First, you simply need a free Firefox extension known as “X-Forwarded-For Header.” This extension allows one to impersonate another user’s IP address, assuming that they know another IP address to impersonate. The most inexperienced hacker in the world could do this by establishing some sort of link with another person, whether it’s through a link in an email or even an online game. If this person is a Verizon customer- Bingo! On to step 3. Using the IP address obtained through contact with a Verizon customer, simply insert it into the Firefox extension, thus establishing your computer as another’s in Verizon’s customer support website’s eyes. From here, the website should recognize you as that customer and may even say “Hello,(insert fake ID).”

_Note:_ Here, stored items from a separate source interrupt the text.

PR #842, opened 2019-11-12
Fix custom ntp servers order not being respected

lantis1008:
While checking if the previous list value matched the new one, the variables were being mutated and the sort operation was applying to the original variables, resulting in ordered lists every time.
This is not always helpful behaviour.
Change the behaviour to create unordered lists, and if we want them ordered it is up to us to order them before creating the list.

### DIFF
--- a/package/gargoyle/files/www/js/common.js
+++ b/package/gargoyle/files/www/js/common.js
@@ -548,12 +548,10 @@ function UCIContainer()
 				var matches = oldValue.length == newValue.length;
 				if(matches)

At this point, all you need to do is some smooth talking. Using the source code within the website’s customer support pages you can find the true account user’s email address and phone number, and those two things combined with the account name are sometimes enough to request a password reset. If the account has a PIN, all you need to do is discover the amount of the last payment, which customer support will take in place of a “forgotten PIN.” Conveniently, you don’t need to overcome any actual security measures when obtaining the amount of the last payment. Armed with the true account owner’s name, email address, phone number, and payment info, you’re only a call away from a new password and top secret customer information.

If this vulnerability were to be taken advantage of, things like credit card information and social security numbers would be up for grabs. Luckily, this hole in security was discovered by Eric Taylor, the chief internet security officer of Cinder. Taylor tipped off BuzzFeed News to the issue under the condition that they alert Verizon to the matter before the public. Verizon had time to fix the vulnerability before it was shared with the internet, but not before BuzzFeed’s Joseph Bernstein investigated the matter himself- verifying that the flaw was very real and potentially very dangerous.